You are viewing a plain text version of this content. The canonical link for it is here.
Posted to reviews@helix.apache.org by GitBox <gi...@apache.org> on 2020/09/29 01:37:21 UTC

[GitHub] [helix] pkuwm commented on a change in pull request #1383: Add Metrics for External Custom Health Check Requests

pkuwm commented on a change in pull request #1383:
URL: https://github.com/apache/helix/pull/1383#discussion_r496318526



##########
File path: helix-rest/src/main/java/org/apache/helix/rest/common/HelixDataAccessorWrapper.java
##########
@@ -166,12 +187,18 @@ public HelixDataAccessorWrapper(ZKHelixDataAccessor dataAccessor, CustomRestClie
 
   private Map<String, Boolean> getHealthStatusFromRest(String instance, List<String> partitions,
       RESTConfig restConfig, Map<String, String> customPayLoads) {
-    try {
+    MetricRegistry metrics = SharedMetricRegistries.getOrCreate(_namespace);
+    Counter requestsTotal = metrics.counter(CUSTOM_PARTITION_CHECK_HTTP_REQUESTS_TOTAL);
+    Counter errorRequestsTotal = metrics.counter(CUSTOM_PARTITION_CHECK_HTTP_REQUESTS_ERROR_TOTAL);
+    try (final Timer.Context timer = metrics.timer(CUSTOM_PARTITION_CHECK_HTTP_REQUEST_DURATION)

Review comment:
       It won't make the duration statistic too bad, compared with network IO. CPU is really fast to process the exception. Actually we still need to use a `try... finally` block - same as this `try.. with..resource`.

##########
File path: helix-rest/src/main/java/org/apache/helix/rest/common/HelixDataAccessorWrapper.java
##########
@@ -54,15 +60,30 @@
   public static final String IS_HEALTHY_KEY = "IS_HEALTHY";
   public static final String EXPIRY_KEY = "EXPIRE";
 
+  // Metric names for custom partition check
+  private static final String CUSTOM_PARTITION_CHECK_HTTP_REQUESTS_TOTAL =
+      MetricRegistry.name(InstanceService.class, "custom_partition_check_http_requests_total");

Review comment:
       In the object name, there is a `type` property for us to know that: `type=counters` or `type=gauges`. Then we'll use the `type` property.

##########
File path: helix-rest/src/main/java/org/apache/helix/rest/server/service/InstanceServiceImpl.java
##########
@@ -58,9 +63,18 @@
   private static final ObjectMapper OBJECT_MAPPER = new ObjectMapper();
   private static final ExecutorService POOL = Executors.newCachedThreadPool();
 
+  // Metric names for custom instance check
+  private static final String CUSTOM_INSTANCE_CHECK_HTTP_REQUESTS_TOTAL =
+      MetricRegistry.name(InstanceService.class, "custom_instance_check_http_requests_total");
+  private static final String CUSTOM_INSTANCE_CHECK_HTTP_REQUESTS_ERROR_TOTAL =
+      MetricRegistry.name(InstanceService.class, "custom_instance_check_http_requests_error_total");
+  private static final String CUSTOM_INSTANCE_CHECK_HTTP_REQUEST_DURATION =
+      MetricRegistry.name(InstanceService.class, "custom_instance_check_http_request_duration");
+
   private final HelixDataAccessorWrapper _dataAccessor;

Review comment:
       No :) You got it.
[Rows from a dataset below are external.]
Issue #88, opened 2019-08-06
Control Layer


trisyoungs:
An (optional) Control Layer can manage the execution of processing layers, enabling regeneration of configurations, minimisation, refinement, testing, fitting of parameters, rather than just running through them one-by-one. With Procedure definitions for configuration creation, this could be the best route to allow searching through this type of parameter space. Can dump a restart file at each 'good' or 'best' point, rather than every 'n' iterations of the main loop.

Control Layer could be present all the time, but hidden, with the default option being just to continually iterate over the layers.

jws-1:
Closing as superseded by #1652.

PR #1570, opened 2023-07-25
Layer Keyword

jws-1:
This PR implements a `Layer` keyword and an associated widget, for usage in nodes. Also moves `processingLayers_` (and the relevant member functions) to `CoreData`. The addition of this keyword does not have any implications currently, in terms of functionality, but it will be useful for #88 (and currently #1565)..

image


src/keywords/layer.cpp
```diff
@@ -0,0 +1,50 @@
...
+}
+
+// Read values from a serialisable value
+void LayerKeyword::deserialise(const SerialisedValue &node, const CoreData &coreData)
+{
+    data_ = coreData.findProcessingLayer(std::string_view(std::string(node.as_string())));
+}
+
+// Express as a serialisable value
+SerialisedValue LayerKeyword::serialise() const { return data_->name(); }
```
trisyoungs: Need to check for the validity of `data_` before accessing it, just to be on the safe side.

src/keywords/layer.cpp
```diff
@@ -0,0 +1,50 @@
...
+    if (!data_)
+        return true;
+
+    return parser.writeLineF("{}{}  '{}'\n", prefix, keywordName, data_->name());
+}
+
+// Read values from a serialisable value
+void LayerKeyword::deserialise(const SerialisedValue &node, const CoreData &coreData)
+{
+    data_ = coreData.findProcessingLayer(std::string_view(std::string(node.as_string())));
```
trisyoungs: Need to check for the layer's existence and `throw` if it isn't there (see e.g. `ModuleKeyword` equivalent).

src/main/layers.cpp
```diff
@@ -7,62 +7,15 @@
...
 // Run the set-up stages of all modules in all layers
 bool Dissolve::setUpProcessingLayerModules()
 {
     auto setUpResult = true;
-    for (auto &layer : processingLayers_)
+    for (auto &layer : coreData_.processingLayers())
         if (!layer->setUpAll(*this, worldPool()))
             setUpResult = false;
     return setUpResult;
 }
```
trisyoungs: Kinda feel like this should be part of `CoreData` too since it only operates on data local to it, but of course we pass in the `Dissolve` object by necessity.  Worth capturing the test of whether `Module`s really need `Dissolve` and can cope with just `CoreData` as a separate issue, and flag this function to be moved if so.

src/gui/keywordWidgets/layerFuncs.cpp
```diff
@@ -0,0 +1,68 @@
...
+
+/*
+ * Update
+ */
+void LayerKeywordWidget::updateLayersCombo()
+{
+    refreshing_ = true;
+
+    moduleLayersModel_.setData(coreData_.processingLayers());
+    ui_.LayerCombo->setCurrentIndex(-1);
```
trisyoungs: Need to set the combo to the correct index based on the current data, rather than "no item":
```suggestion
    // Set current index based on keyword data
    auto it = std::find(coreData_.processingLayers().begin(), coreData_.processingLayers().end(), keyword_->data());
    ui_.LayerCombo->setCurrentIndex(it == coreData_.processingLayers().end() ? -1 : it - coreData_.processingLayers().begin());
```
Something like this, anyway!

trisyoungs (changes requested):
Yep, I think moving the layers to `CoreData` feels very much like the right thing to do.  Have made a few notes on implementation of the keyword itself, and a bug or two to squash.

src/classes/coreData.cpp
```diff
@@ -528,6 +531,64 @@ Configuration *CoreData::findConfigurationByNiceName(std::string_view name) cons
...
+
+// Add new processing layer
+ModuleLayer *CoreData::addProcessingLayer() { return processingLayers_.emplace_back(std::make_unique<ModuleLayer>()).get(); }
+
+// Remove processing layer
+void CoreData::removeProcessingLayer(ModuleLayer *layer)
+{
+    if (!layer)
+        return;
+
```
trisyoungs, line 546: Don't we need this in here?
```suggestion

    // Remove any references to the Modules in the layer before we delete it
    for (auto &module : layer->modules())
        removeReferencesTo(module.get());
        
```

src/classes/coreData.cpp
```diff
@@ -528,6 +531,64 @@ Configuration *CoreData::findConfigurationByNiceName(std::string_view name) cons
...
+        return Messenger::error("Already own ModuleLayer '{}', so nothing to do.\n", layer->name());
+
+    processingLayers_.emplace_back(layer);
+
+    return true;
+}
+
+// Return number of defined processing layers
+int CoreData::nProcessingLayers() const { return processingLayers_.size(); }
+
```
trisyoungs: I believe these are both unused, old functions so can be removed.
```suggestion
```

src/classes/coreData.cpp
```diff
@@ -528,6 +531,64 @@ Configuration *CoreData::findConfigurationByNiceName(std::string_view name) cons
...
+// Return list of defined processing layers
```
trisyoungs:
```suggestion
// Return current processing layers
```

src/classes/coreData.h
```diff
@@ -186,6 +188,30 @@ class CoreData
...
+    // Add new processing layer
+    ModuleLayer *addProcessingLayer();
+    // Remove processing layer
+    void removeProcessingLayer(ModuleLayer *layer);
+    // Find named processing layer
+    ModuleLayer *findProcessingLayer(std::string_view name) const;
+    // Own the specified processing layer
+    bool ownProcessingLayer(ModuleLayer *layer);
+    // Return number of defined processing layers
+    int nProcessingLayers() const;
```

The first PR was a draft. A constructor with namespace is passed in, I didn't push the change yet when you saw this. Updated.

##########
File path: helix-rest/src/main/java/org/apache/helix/rest/common/HelixDataAccessorWrapper.java
##########
@@ -54,15 +60,30 @@
   public static final String IS_HEALTHY_KEY = "IS_HEALTHY";
   public static final String EXPIRY_KEY = "EXPIRE";
 
+  // Metric names for custom partition check
+  private static final String CUSTOM_PARTITION_CHECK_HTTP_REQUESTS_TOTAL =
+      MetricRegistry.name(InstanceService.class, "custom_partition_check_http_requests_total");
+  private static final String CUSTOM_PARTITION_CHECK_HTTP_REQUESTS_ERROR_TOTAL = MetricRegistry
+      .name(InstanceService.class, "custom_partition_check_http_requests_error_total");
+  private static final String CUSTOM_PARTITION_CHECK_HTTP_REQUEST_DURATION =
+      MetricRegistry.name(InstanceService.class, "custom_partition_check_http_request_duration");
+
   private final Map<PropertyKey, HelixProperty> _propertyCache = new HashMap<>();
   private final Map<PropertyKey, List<String>> _batchNameCache = new HashMap<>();
+  private String _namespace;
   protected CustomRestClient _restClient;
 
   public HelixDataAccessorWrapper(ZKHelixDataAccessor dataAccessor) {

Review comment:
       I was thinking other callers may use it. Within helix, only a mock class calls it. So I just changed it and deprecate this, assuming this constructor is supposed to be used within helix rest.

##########
File path: helix-rest/src/main/java/org/apache/helix/rest/server/service/InstanceServiceImpl.java
##########
@@ -231,14 +252,22 @@ private StoppableCheck performHelixOwnInstanceCheck(String clusterId, String ins
   private StoppableCheck performCustomInstanceCheck(String clusterId, String instanceName,
       String baseUrl, Map<String, String> customPayLoads) {
     LOG.info("Perform instance level client side health checks for {}/{}", clusterId, instanceName);
-    try {
-      return new StoppableCheck(
-          _customRestClient.getInstanceStoppableCheck(baseUrl, customPayLoads),
+    MetricRegistry metrics = SharedMetricRegistries.getOrCreate(_namespace);
+    Counter requestsTotal = metrics.counter(CUSTOM_INSTANCE_CHECK_HTTP_REQUESTS_TOTAL);
+    Counter errorRequestsTotal = metrics.counter(CUSTOM_INSTANCE_CHECK_HTTP_REQUESTS_ERROR_TOTAL);
+
+    try (final Timer.Context timer = metrics.timer(CUSTOM_INSTANCE_CHECK_HTTP_REQUEST_DURATION)

Review comment:
       Java 8 `try..with..resource` needs this variable, though we won't use it in the block :). Maybe a newer java supports it.

##########
File path: helix-rest/src/main/java/org/apache/helix/rest/server/service/InstanceServiceImpl.java
##########
@@ -58,9 +63,18 @@
   private static final ObjectMapper OBJECT_MAPPER = new ObjectMapper();
   private static final ExecutorService POOL = Executors.newCachedThreadPool();
 
+  // Metric names for custom instance check
+  private static final String CUSTOM_INSTANCE_CHECK_HTTP_REQUESTS_TOTAL =

Review comment:
       This naming is based on the method/function. It is a generic interface api `getInstanceStoppableCheck`, so no matter it is a health check or else, as long as it calls this api, we record it. What do you think?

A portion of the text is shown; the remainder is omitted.